**What the task requires**
Looking at the entries underneath, work out how many lines contain "know". Write only that number.

= = = = =

PR #755, opened 2022-03-10
feat(docs): update margin and padding pages to use new layout

MariaJose:
## What?
Update Margin and Padding pages to use new layout.

## Why?

Screen Shot 2022-03-10 at 3 54 09 PM

Screen Shot 2022-03-10 at 3 54 41 PM

### DIFF
--- a/packages/docs/PropTables/MarginPropTable.tsx
+++ b/packages/docs/PropTables/MarginPropTable.tsx
@@ -5,37 +5,37 @@ import { NextLink, Prop, PropTable, PropTableWrapper } from '../components';
 const marginProps: Prop[] = [
   {
     name: 'margin',
-    types: <NextLink href="/margin">Margin</NextLink>,
+    types: <NextLink href="/spacing">Spacing</NextLink>,
     description: 'Determines the margin to be applied.',
   },
   {
     name: 'marginTop',
-    types: <NextLink href="/margin">Margin</NextLink>,
+    types: <NextLink href="/spacing">Spacing</NextLink>,
     description: 'Determines the top margin to be applied.',
   },
   {
     name: 'marginRight',
-    types: <NextLink href="/margin">Margin</NextLink>,
+    types: <NextLink href="/spacing">Spacing</NextLink>,
     description: 'Determines the right margin to be applied.',
   },
   {
     name: 'marginBottom',
-    types: <NextLink href="/margin">Margin</NextLink>,
+    types: <NextLink href="/spacing">Spacing</NextLink>,
     description: 'Determines the bottom margin to be applied.',
   },
   {
     name: 'marginLeft',
-    types: <NextLink href="/margin">Margin</NextLink>,
+    types: <NextLink href="/spacing">Spacing</NextLink>,
     description: 'Determines the left margin to be applied.',
   },
   {
     name: 'marginVertical',
-    types: <NextLink href="/margin">Margin</NextLink>,
+    types: <NextLink href="/spacing">Spacing</NextLink>,
     description: 'Determines the top and bottom margin to be applied.',
   },
   {
     name: 'marginHorizontal',
-    types: <NextLink href="/margin">Margin</NextLink>,
+    types: <NextLink href="/spacing">Spacing</NextLink>,
     description: 'Determines the left and right margin to be applied.',
   },
 ];
--- a/packages/docs/pages/margin.tsx
+++ b/packages/docs/pages/margin.tsx
@@ -1,55 +1,67 @@
 import { Button, H1, Panel, Text } from '@bigcommerce/big-design';
-import React from 'react';
+import React, { Fragment } from 'react';
 
-import { CodePreview, NextLink, PageNavigation } from '../components';
+import { Code, CodePreview, ContentRoutingTabs, NextLink } from '../components';
 import { MarginPropTable } from '../PropTables';
 
 const MarginPage = () => {
-  const items = [
-    {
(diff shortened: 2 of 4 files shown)


packages/docs/PropTables/MarginPropTable.tsx
```diff
@@ -5,37 +5,37 @@ import { NextLink, Prop, PropTable, PropTableWrapper } from '../components';
 const marginProps: Prop[] = [
   {
     name: 'margin',
-    types: <NextLink href="/margin">Margin</NextLink>,
+    types: <NextLink href="/spacing">Spacing</NextLink>,
```
MariaJose, line 8: Updated these as `Spacing` since I think it's more descriptive. Is that ok? Thoughts?

packages/docs/pages/margin.tsx
```diff
@@ -1,55 +1,67 @@
...
+              ),
+            },
+          ]}
+        />
+      </Panel>
+
+      <Panel header="Props" headerId="props">
+        <MarginPropTable renderPanel={false} />
+      </Panel>
     </>
```
MariaJose, line 65: Note: 
I was thinking of adding the following in the `Guideline` section: 
All values must be of{' '}<NextLink href="/spacing">Spacing</NextLink> type.

However, I feel that the `<MarginPropTable/>` shows the Spacing as the type, so might not be necessary to mention it in the `Guideline` section. 

Other than that, I think there is nothing important that I can think of 🤔 ... Does someone has a suggestion of what could be added in this section?

packages/docs/pages/padding.tsx
```diff
@@ -1,59 +1,74 @@
...
+              ),
+            },
+          ]}
+        />
+      </Panel>
+
+      <Panel header="Props" headerId="props">
+        <PaddingPropTable renderPanel={false} />
+      </Panel>
     </>
```
MariaJose, line 72: Note:
I was thinking of adding the following in the Guideline section:
All values must be of{' '}Spacing type.

However, I feel that the <PaddingPropTable/> shows the Spacing as the type, so might not be necessary to mention it in the Guideline section.

Other than that, I think there is nothing important that I can think of 🤔 ... Does someone has a suggestion of what could be added in this section?

packages/docs/pages/margin.tsx
```diff
@@ -1,55 +1,67 @@
...
-  ];
-
   return (
     <>
       <H1>Margin</H1>
 
-      <PageNavigation items={items} />
+      <Panel header="Overview" headerId="overview">
+        <Text>
+          BigDesign provides the <Code primary>margin</Code> prop which can be used in some of our components.
```
chanceaclark, line 14: Maybe we can add some sort of verbiage here to indicate that each component will show it supports this prop in the `Inherited` section of its props (for both pages)? What do you think?

packages/docs/pages/margin.tsx
chanceaclark: I think it's safe to omit that sentence. `Spacing` is perfect enough and I have some future plans to show what values you can use.

bc-andreadao (approved):

packages/docs/pages/margin.tsx
MariaJose: I like that 👍🏼 ! that will be more informative. I'll think about how to redact that

jorgemoya (approved):

packages/docs/pages/margin.tsx
```diff
@@ -1,55 +1,68 @@
...
-
   return (
     <>
       <H1>Margin</H1>
 
-      <PageNavigation items={items} />
+      <Panel header="Overview" headerId="overview">
+        <Text>
+          BigDesign provides <Code primary>padding</Code> prop which can be used in some of our components. Check out a
+          components' prop table to see if it inherits this prop.
```
MariaJose, line 15: I updated this sentence, When having a chance could you all check if this is ok? Thanks :)! @bigcommerce/dev-docs

packages/docs/pages/margin.tsx
```diff
@@ -11,7 +11,8 @@ const MarginPage = () => {
 
       <Panel header="Overview" headerId="overview">
         <Text>
-          BigDesign provides the <Code primary>margin</Code> prop which can be used in some of our components.
+          BigDesign provides <Code primary>padding</Code> prop which can be used in some of our components. Check out a
```
bc-andreadao, line 14:
```suggestion
          BigDesign provides <Code primary>padding</Code> prop which can be used for some of our components. Check out a
```

chanceaclark (approved):
Looks great!

packages/docs/pages/margin.tsx
bc-andreadao: Added a couple of edits

packages/docs/pages/margin.tsx
```diff
@@ -1,55 +1,68 @@
...
-  ];
-
   return (
     <>
       <H1>Margin</H1>
 
-      <PageNavigation items={items} />
+      <Panel header="Overview" headerId="overview">
+        <Text>
+          BigDesign provides <Code primary>margin</Code> prop which can be used for some of our components. Check out a
```
MariaJose, line 14: I was thinking if it would be ok to add an `a` in here?: `BigDesign provides a margin prop...`
@bc-andreadao 

Thanks!

bc-andreadao: @MariaJose Yes, that would be a good idea

PR #762, opened 2022-03-15
fix(component): add missing aria roles to tabs

rtalvarez:
## What?
Add aria roles to the Tabs component

## Why?
Missing aria roles in a few places:

- Each tab must have an `aria-expanded` role that is set to `true` or `false` if it is active
- Each tab must have an `aria-controls` role that points to the content it displays (this relies on the developer adding the right IDs, so I've updated the example to reflect this)

[Aria rules Source](https://developer.mozilla.org/en-US/docs/Web/Accessibility/ARIA/Roles/tablist_role#description)

**Because we don't have access to the tab panel content, I have assumed IDs of the form `${id}-content`. Open to feedback here, not super reliable, but I don't see another option (short of adding a completely new `TabItem` which opens up its own can of worms)**

## Testing/Proof

aria tabs 2

### DIFF
--- a/packages/big-design/src/components/Tabs/Tabs.tsx
+++ b/packages/big-design/src/components/Tabs/Tabs.tsx
@@ -3,6 +3,7 @@ import React, { HTMLAttributes, memo } from 'react';
 import { StyledTab, StyledTabs } from './styled';
 
 export interface TabItem {
+  ariaControls?: string;
   id: string;
   title: string;
   disabled?: boolean;
@@ -29,11 +30,11 @@ export const Tabs: React.FC<TabsProps> = memo(
     return (
       <>
         <StyledTabs {...props} flexDirection="row" role="tablist">
-          {items.map(({ id, title, disabled }) => (
+          {items.map(({ ariaControls, id, title, disabled }) => (
             <StyledTab
               activeTab={activeTab}
               aria-expanded={id === activeTab ? 'true' : 'false'}
-              aria-controls={`${id}-content`}
+              aria-controls={ariaControls || `${id}-content`}
               id={id}
               key={id}
               onClick={handleOnTabClick}
--- a/packages/big-design/src/components/Tabs/Tabs.tsx
+++ b/packages/big-design/src/components/Tabs/Tabs.tsx
@@ -32,6 +32,8 @@ export const Tabs: React.FC<TabsProps> = memo(
           {items.map(({ id, title, disabled }) => (
             <StyledTab
               activeTab={activeTab}
+              aria-expanded={id === activeTab ? 'true' : 'false'}
+              aria-controls={`${id}-content`}
               id={id}
               key={id}
               onClick={handleOnTabClick}
--- a/packages/big-design/src/components/Tabs/Tabs.tsx
+++ b/packages/big-design/src/components/Tabs/Tabs.tsx
@@ -1,5 +1,7 @@
 import React, { HTMLAttributes, memo } from 'react';
 
+import { warning } from '../../utils';
+
 import { StyledTab, StyledTabs } from './styled';
 
 export interface TabItem {
@@ -26,6 +28,17 @@ export const Tabs: React.FC<TabsProps> = memo(
         onTabClick(tabId);
       }
     };
+
+    const activeItem = activeTab && items[Number(activeTab)];
+    const missingAriaControls = items.some((item) => !item.ariaControls);
+    const missingFallback =
+      activeItem && !document.getElementById(activeItem.ariaControls || `${activeItem.id}-content`);
+
+    if (missingAriaControls || missingFallback) {
+      warning(
+        'TabItems must have an ariaControls field, otherwise, an element with fallback ID "{tab.id}-content" must exist in the DOM',
+      );
+    }
 
     return (
       <>
--- a/packages/docs/pages/tabs.tsx
+++ b/packages/docs/pages/tabs.tsx
@@ -38,12 +38,18 @@ const TabsPage = () => {
 
             return (
               <>
-                <Tabs activeTab={activeTab} items={items} onTabClick={setActiveTab} />
+                <Tabs
+                  aria-label="Example Tab Content"
+                  activeTab={activeTab}
+                  items={items}
+                  id="tab-example"
+                  onTabClick={setActiveTab}
+                />
                 <Box marginTop="large">
-                  {activeTab === 'tab1' && <Text>Content 1</Text>}
-                  {activeTab === 'tab2' && <Text>Content 2</Text>}
-                  {activeTab === 'tab3' && <Text>Content 3</Text>}
-                  {activeTab === 'tab4' && <Text>Content 4</Text>}
+                  {activeTab === 'tab1' && <Text id="tab1-content">Content 1</Text>}
+                  {activeTab === 'tab2' && <Text id="tab2-content">Content 2</Text>}
+                  {activeTab === 'tab3' && <Text id="tab3-content">Content 3</Text>}
+                  {activeTab === 'tab4' && <Text id="tab4-content">Content 4</Text>}
                 </Box>
               </>
             );
--- a/packages/docs/pages/tabs.tsx
+++ b/packages/docs/pages/tabs.tsx
@@ -30,10 +30,10 @@ const TabsPage = () => {
             const [activeTab, setActiveTab] = useState('tab1');
 
             const items = [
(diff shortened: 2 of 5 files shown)


MariaJose (approved):
Lgtm 👍🏼 , just a minor comment

bc-andreadao:
Good on the copyedit front

packages/big-design/src/components/Tabs/Tabs.tsx
```diff
@@ -32,6 +32,8 @@ export const Tabs: React.FC<TabsProps> = memo(
           {items.map(({ id, title, disabled }) => (
             <StyledTab
               activeTab={activeTab}
+              aria-expanded={id === activeTab ? 'true' : 'false'}
+              aria-controls={`${id}-content`}
```
jorgemoya, line 36: I would default it but also accept a template.

packages/docs/pages/tabs.tsx
```diff
@@ -38,12 +38,18 @@ const TabsPage = () => {
...
                 <Box marginTop="large">
-                  {activeTab === 'tab1' && <Text>Content 1</Text>}
-                  {activeTab === 'tab2' && <Text>Content 2</Text>}
-                  {activeTab === 'tab3' && <Text>Content 3</Text>}
-                  {activeTab === 'tab4' && <Text>Content 4</Text>}
+                  {activeTab === 'tab1' && <Text id="tab1-content">Content 1</Text>}
+                  {activeTab === 'tab2' && <Text id="tab2-content">Content 2</Text>}
+                  {activeTab === 'tab3' && <Text id="tab3-content">Content 3</Text>}
+                  {activeTab === 'tab4' && <Text id="tab4-content">Content 4</Text>}
                 </Box>
```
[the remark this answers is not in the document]
jorgemoya: @MariaJose brings out a good point. 

Can we also add a warning if the `id` is not being used? I don't know how feasible this is to implement. I also don't know if the browser does this by default.

packages/big-design/src/components/Tabs/Tabs.tsx
rtalvarez: Do you think this should be a required prop? I kinda don't want to force people to use it if there's a default behavior, but if we don't make it required, some people might not match the ids correctly

rtalvarez: Thinking about adding `ariaControls?: string;` to the `TabItem` interface

jorgemoya: Yeah, definitely optional.

packages/docs/pages/tabs.tsx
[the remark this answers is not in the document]
MariaJose: Yeah, probably adding a more detailed note in this example (see example above). And a general one in the `do`s section? thoughts?

Screen Shot 2022-03-16 at 1 42 00 PM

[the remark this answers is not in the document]
jorgemoya: @rtalvarez Just to be clear, what I meant was if there is a way to notify developer (via a console warning, maybe), that the element with the `id` of `tab1-content` isn't in the dom? I don't know if the browser does this automatically.

packages/docs/pages/tabs.tsx
```diff
@@ -87,6 +93,10 @@ const TabsPage = () => {
             <>
               Use <Code primary>Tabs</Code> to switch between related content.
             </>,
+            <>
+              Use the <Code primary>ariaControls</Code> prop to match your content with the <Code primary>TabItem</Code>{' '}
+              that displays it.
+            </>,
```
MariaJose, line 99: 🙆🏼‍♀️

packages/docs/pages/tabs.tsx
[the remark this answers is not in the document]
rtalvarez: Do we do this anywhere else? It would warn on every re-render, I'm a bit hesitant to spam the console :|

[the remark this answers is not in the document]
jorgemoya: Good point. Honestly I don't think so? But I've seen libraries do it. I'm only concerned because I imagine some will not use ids haha.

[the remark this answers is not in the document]
chanceaclark: So we do have a `warning` method, like Reacts `warning`/`error` methods that only fire in development environments (so prod will be safe). We use it in our `FormGroup` component if you want to look at an example.
---
Ideally we'd add these accessibility controls for the user instead. Maybe it might be time to revisit this API as a `Tab.Item` approach? 🤔  Or potentially we ship a provider? Many options, but may be worth changing before we move out of "beta"?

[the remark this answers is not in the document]
jorgemoya: Problem with this API that I can think of, it is still up to the developer to pass in the "appropriate" component to the render prop that:

1. Accepts an `id` prop
2. Actually attaches that `id` to the DOM element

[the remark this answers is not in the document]
rtalvarez: Haven't messed around too much with API changes, but I was playing around with a warning for this. It feels kind of weird because I need to execute additional checks and DOM querying just to print a message, eg:

```javascript
    const showWarning = items.some((item) =>
      Boolean(!item.ariaControls && document.getElementById(`${item.id}-content`)),
    );

    if (showWarning) {
      warning(
        'TabItems must have an ariaControls field, otherwise, an element with fallback ID "{tab.id}-content" must exist in the DOM',
      );
    }
```

Is the overhead worth it? 🤔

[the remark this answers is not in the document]
chanceaclark: I think we should include it for now. At least there will be a warning for developers. I'd even consider making it an `error` to enforce it better 🤷

packages/big-design/src/components/Tabs/Tabs.tsx
```diff
@@ -26,12 +29,25 @@ export const Tabs: React.FC<TabsProps> = memo(
...
+    }
+
     return (
       <>
         <StyledTabs {...props} flexDirection="row" role="tablist">
-          {items.map(({ id, title, disabled }) => (
+          {items.map(({ ariaControls, id, title, disabled }) => (
             <StyledTab
               activeTab={activeTab}
+              aria-expanded={id === activeTab ? 'true' : 'false'}
```
chanceaclark, line 49: I think this should be `aria-selected` not `aria-expanded`. Was looking at the W3's example: https://codepen.io/pen and noticed they use that instead

chanceaclark (approved):
I'm good with this, minus the `aria-selected` comment.

However, I still think we are missing some accessibility stuff after reading [this article](https://www.w3.org/TR/wai-aria-practices/examples/tabs/tabs-2/tabs.html), specifically ensuring that the panel has a `tabpanel` role. I still think we should look into refactoring this components API to either be, more controlled and auto-generate ids and accessibility attributes _or_ provide hooks that auto-generate stuff too but keep the current uncontrolled behavior.

packages/big-design/src/components/Tabs/Tabs.tsx
rtalvarez: Interesting, [MDN says](https://developer.mozilla.org/en-US/docs/Web/Accessibility/ARIA/Roles/tablist_role#description)

```
The tab elements not the tablist, have the [aria-expanded](https://developer.mozilla.org/en-US/docs/Web/Accessibility/ARIA/Attributes/aria-expanded) attribute. Set to aria-expanded="true" for the tabs associated with each visible tabpanel. The tabs associated with hidden tabpanel elements have their aria-expanded attributes set to false.
```

rtalvarez: But [here](https://developer.mozilla.org/en-US/docs/Web/Accessibility/ARIA/Attributes/aria-selected#tab) they say aria-selected

rtalvarez: I'm going to stay with `expanded`, I did some testing with Voiceover (works with both - only notes the tab is selected/expanded), but the chrome screen reader did not work with `selected` 🤷

chanceaclark: Those docs might be wrong then with `aria-expanded` 🤔  I even saw on the [`role=tab`](https://developer.mozilla.org/en-US/docs/Web/Accessibility/ARIA/Roles/tab_role#associated_roles_and_attributes) page that it should be `selected`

= = = = =

**Expected answer**
2